> [Exercise prompt] In the data below, the answer is the run of lines from the line containing "kblok: We can" through the line containing "---- System.Threading.Tasks.TaskCanceledException : A", both included; print it exactly and nothing else.

> [Recorded data]
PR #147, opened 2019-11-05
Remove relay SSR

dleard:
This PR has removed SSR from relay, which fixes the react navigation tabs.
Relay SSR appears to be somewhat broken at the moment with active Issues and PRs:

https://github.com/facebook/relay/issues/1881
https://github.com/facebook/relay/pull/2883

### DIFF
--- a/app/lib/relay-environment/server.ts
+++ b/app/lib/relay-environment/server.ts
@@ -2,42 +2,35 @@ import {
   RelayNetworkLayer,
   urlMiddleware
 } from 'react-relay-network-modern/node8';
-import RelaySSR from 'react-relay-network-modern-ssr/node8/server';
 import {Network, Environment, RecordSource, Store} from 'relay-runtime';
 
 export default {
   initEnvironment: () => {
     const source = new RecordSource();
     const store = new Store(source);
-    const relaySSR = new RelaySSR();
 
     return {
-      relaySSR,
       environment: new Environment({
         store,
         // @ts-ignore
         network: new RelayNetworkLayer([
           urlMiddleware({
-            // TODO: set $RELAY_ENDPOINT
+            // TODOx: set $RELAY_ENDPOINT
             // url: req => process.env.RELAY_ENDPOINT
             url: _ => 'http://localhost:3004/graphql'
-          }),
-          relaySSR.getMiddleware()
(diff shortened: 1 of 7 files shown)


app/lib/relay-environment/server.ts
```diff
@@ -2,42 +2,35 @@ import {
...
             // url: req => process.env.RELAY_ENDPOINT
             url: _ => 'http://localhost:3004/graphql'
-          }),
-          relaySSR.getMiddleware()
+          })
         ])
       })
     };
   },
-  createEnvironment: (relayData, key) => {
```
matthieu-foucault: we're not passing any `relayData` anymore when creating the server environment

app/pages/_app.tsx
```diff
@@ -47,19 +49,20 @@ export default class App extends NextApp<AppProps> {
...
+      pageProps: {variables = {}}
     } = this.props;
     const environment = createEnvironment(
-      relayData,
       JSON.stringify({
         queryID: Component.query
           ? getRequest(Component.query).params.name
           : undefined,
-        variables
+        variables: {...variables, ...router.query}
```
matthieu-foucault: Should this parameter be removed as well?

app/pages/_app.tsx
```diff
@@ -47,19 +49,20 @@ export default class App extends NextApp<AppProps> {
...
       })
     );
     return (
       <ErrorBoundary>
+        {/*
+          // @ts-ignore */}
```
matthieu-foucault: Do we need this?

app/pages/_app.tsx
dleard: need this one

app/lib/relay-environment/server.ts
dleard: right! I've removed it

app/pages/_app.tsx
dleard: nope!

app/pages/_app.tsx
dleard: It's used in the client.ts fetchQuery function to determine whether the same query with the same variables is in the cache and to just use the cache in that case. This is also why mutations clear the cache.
--
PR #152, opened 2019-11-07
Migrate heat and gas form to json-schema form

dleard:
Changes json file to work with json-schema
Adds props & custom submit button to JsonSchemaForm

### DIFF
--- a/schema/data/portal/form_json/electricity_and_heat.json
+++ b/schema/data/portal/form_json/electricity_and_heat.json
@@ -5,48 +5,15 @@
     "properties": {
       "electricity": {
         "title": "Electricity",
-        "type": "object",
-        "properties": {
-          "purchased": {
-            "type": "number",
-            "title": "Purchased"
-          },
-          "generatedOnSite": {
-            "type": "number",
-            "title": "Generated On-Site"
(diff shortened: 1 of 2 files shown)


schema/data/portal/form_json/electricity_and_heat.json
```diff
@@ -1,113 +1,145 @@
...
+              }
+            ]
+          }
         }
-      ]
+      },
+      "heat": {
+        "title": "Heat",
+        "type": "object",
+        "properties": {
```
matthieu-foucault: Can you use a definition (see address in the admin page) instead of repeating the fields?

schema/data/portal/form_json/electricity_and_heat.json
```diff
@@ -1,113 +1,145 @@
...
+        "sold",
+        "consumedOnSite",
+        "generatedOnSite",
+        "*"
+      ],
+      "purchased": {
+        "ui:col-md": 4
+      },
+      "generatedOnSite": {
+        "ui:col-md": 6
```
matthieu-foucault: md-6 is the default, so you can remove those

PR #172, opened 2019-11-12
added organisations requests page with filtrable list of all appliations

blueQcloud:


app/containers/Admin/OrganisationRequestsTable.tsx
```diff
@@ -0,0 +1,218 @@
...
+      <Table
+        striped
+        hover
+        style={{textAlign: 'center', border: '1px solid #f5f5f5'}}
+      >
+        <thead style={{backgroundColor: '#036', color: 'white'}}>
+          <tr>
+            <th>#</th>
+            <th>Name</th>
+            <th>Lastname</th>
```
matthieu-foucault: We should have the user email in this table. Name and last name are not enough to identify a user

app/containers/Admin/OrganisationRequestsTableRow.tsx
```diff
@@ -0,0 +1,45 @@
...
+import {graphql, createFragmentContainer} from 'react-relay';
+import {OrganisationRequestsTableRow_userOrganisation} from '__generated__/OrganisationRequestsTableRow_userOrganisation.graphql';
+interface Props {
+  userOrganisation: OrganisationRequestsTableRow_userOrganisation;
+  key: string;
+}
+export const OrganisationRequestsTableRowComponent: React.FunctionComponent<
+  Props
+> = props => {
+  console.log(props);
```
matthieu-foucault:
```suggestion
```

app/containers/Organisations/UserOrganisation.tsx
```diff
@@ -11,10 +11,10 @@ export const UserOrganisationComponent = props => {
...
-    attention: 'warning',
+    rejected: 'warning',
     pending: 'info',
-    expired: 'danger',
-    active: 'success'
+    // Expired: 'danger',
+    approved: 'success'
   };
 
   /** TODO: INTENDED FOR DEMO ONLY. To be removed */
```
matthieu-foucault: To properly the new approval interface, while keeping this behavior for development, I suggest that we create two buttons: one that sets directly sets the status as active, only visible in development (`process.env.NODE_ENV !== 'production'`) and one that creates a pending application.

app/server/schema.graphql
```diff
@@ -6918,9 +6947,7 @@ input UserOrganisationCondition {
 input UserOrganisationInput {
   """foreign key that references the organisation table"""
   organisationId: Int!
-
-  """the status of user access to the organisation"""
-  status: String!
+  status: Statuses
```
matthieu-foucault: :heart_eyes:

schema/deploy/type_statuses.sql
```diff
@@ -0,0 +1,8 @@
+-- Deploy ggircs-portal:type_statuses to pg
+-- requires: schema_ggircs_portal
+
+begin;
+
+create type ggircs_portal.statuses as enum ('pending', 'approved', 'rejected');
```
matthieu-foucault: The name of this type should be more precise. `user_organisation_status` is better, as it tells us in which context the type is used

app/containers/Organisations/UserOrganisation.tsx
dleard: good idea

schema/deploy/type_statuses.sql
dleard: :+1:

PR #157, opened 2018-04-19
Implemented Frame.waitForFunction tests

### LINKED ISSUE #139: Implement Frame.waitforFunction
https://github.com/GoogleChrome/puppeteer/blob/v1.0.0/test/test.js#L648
---
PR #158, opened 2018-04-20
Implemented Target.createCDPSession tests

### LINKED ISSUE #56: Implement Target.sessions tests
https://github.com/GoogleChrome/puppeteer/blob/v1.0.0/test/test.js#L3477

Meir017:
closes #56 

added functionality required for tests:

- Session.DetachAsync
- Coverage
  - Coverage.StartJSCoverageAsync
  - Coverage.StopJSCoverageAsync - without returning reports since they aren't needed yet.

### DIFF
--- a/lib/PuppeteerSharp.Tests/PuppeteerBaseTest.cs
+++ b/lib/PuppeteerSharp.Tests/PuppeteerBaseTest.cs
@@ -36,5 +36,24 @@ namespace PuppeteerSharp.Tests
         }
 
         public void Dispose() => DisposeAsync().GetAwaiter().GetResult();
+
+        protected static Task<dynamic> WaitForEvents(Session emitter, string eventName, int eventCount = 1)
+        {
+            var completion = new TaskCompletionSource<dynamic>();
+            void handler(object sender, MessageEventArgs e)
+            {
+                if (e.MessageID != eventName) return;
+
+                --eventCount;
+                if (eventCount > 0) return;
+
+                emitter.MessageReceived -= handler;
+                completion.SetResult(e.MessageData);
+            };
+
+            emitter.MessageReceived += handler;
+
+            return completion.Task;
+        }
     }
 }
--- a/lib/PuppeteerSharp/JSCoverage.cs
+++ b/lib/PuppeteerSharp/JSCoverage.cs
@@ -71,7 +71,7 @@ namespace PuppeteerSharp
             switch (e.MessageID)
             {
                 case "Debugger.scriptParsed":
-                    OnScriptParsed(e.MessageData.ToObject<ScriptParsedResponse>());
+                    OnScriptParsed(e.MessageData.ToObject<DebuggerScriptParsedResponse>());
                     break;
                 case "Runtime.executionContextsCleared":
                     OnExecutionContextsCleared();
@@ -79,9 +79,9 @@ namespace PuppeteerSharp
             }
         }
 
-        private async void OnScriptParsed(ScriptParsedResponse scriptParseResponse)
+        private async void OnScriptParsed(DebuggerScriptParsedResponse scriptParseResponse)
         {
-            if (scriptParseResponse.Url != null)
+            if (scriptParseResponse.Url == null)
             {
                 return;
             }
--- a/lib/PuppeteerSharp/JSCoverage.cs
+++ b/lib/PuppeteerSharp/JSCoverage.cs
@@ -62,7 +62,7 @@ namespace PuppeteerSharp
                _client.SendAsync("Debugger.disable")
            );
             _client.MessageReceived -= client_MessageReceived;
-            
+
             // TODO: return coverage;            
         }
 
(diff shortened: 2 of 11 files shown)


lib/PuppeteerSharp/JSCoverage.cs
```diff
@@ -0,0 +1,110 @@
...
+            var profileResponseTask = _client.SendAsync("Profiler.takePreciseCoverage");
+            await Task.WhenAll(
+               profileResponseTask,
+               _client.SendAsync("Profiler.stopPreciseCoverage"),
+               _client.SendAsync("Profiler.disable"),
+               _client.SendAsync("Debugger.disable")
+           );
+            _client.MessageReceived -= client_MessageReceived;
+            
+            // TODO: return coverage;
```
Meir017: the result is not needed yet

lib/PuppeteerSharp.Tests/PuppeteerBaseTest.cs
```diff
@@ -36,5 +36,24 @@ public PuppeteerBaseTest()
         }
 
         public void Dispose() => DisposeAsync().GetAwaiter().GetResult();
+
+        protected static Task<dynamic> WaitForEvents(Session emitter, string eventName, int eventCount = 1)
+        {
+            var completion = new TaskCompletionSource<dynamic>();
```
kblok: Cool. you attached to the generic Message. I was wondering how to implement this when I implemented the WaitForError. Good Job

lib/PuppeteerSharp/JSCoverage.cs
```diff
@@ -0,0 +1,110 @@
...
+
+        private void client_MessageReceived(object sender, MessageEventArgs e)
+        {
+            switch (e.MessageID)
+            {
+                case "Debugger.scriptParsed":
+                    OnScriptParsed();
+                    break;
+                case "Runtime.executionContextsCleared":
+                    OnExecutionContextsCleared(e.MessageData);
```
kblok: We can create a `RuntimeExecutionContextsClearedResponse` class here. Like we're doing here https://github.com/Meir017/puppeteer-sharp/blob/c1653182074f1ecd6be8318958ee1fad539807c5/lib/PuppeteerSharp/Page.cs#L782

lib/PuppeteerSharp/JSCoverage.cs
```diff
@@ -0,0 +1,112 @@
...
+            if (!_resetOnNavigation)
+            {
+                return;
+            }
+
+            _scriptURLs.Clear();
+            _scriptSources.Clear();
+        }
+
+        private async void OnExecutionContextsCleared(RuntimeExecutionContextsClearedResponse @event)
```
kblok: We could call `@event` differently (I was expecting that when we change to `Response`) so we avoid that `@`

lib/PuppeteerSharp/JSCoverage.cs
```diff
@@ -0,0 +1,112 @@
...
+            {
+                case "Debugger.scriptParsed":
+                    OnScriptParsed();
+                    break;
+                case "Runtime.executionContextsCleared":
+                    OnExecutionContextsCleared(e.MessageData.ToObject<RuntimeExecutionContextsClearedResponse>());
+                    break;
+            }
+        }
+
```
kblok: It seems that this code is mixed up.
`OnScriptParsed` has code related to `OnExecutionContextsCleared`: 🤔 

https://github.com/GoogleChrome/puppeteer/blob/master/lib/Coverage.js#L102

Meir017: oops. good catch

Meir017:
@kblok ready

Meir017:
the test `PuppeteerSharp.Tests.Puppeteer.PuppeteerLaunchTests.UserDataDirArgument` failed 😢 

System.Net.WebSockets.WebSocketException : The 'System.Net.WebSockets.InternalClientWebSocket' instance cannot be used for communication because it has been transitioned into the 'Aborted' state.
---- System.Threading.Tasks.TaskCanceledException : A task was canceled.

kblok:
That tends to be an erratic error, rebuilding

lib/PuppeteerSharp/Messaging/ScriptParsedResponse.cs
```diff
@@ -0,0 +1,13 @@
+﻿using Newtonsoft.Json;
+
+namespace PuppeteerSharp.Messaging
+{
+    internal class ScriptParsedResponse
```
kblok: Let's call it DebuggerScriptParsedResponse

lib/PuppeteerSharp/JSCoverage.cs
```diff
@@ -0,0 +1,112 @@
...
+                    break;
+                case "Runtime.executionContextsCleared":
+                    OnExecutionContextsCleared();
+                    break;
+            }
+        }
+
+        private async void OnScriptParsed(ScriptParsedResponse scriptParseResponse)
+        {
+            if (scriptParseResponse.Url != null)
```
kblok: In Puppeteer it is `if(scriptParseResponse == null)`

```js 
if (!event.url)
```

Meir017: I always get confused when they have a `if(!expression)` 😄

> [Answer space]
kblok: We can create a `RuntimeExecutionContextsClearedResponse` class here. Like we're doing here https://github.com/Meir017/puppeteer-sharp/blob/c1653182074f1ecd6be8318958ee1fad539807c5/lib/PuppeteerSharp/Page.cs#L782

lib/PuppeteerSharp/JSCoverage.cs
```diff
@@ -0,0 +1,112 @@
...
+            if (!_resetOnNavigation)
+            {
+                return;
+            }
+
+            _scriptURLs.Clear();
+            _scriptSources.Clear();
+        }
+
+        private async void OnExecutionContextsCleared(RuntimeExecutionContextsClearedResponse @event)
```
kblok: We could call `@event` differently (I was expecting that when we change to `Response`) so we avoid that `@`

lib/PuppeteerSharp/JSCoverage.cs
```diff
@@ -0,0 +1,112 @@
...
+            {
+                case "Debugger.scriptParsed":
+                    OnScriptParsed();
+                    break;
+                case "Runtime.executionContextsCleared":
+                    OnExecutionContextsCleared(e.MessageData.ToObject<RuntimeExecutionContextsClearedResponse>());
+                    break;
+            }
+        }
+
```
kblok: It seems that this code is mixed up.
`OnScriptParsed` has code related to `OnExecutionContextsCleared`: 🤔 

https://github.com/GoogleChrome/puppeteer/blob/master/lib/Coverage.js#L102

Meir017: oops. good catch

Meir017:
@kblok ready

Meir017:
the test `PuppeteerSharp.Tests.Puppeteer.PuppeteerLaunchTests.UserDataDirArgument` failed 😢 

System.Net.WebSockets.WebSocketException : The 'System.Net.WebSockets.InternalClientWebSocket' instance cannot be used for communication because it has been transitioned into the 'Aborted' state.
---- System.Threading.Tasks.TaskCanceledException : A task was canceled.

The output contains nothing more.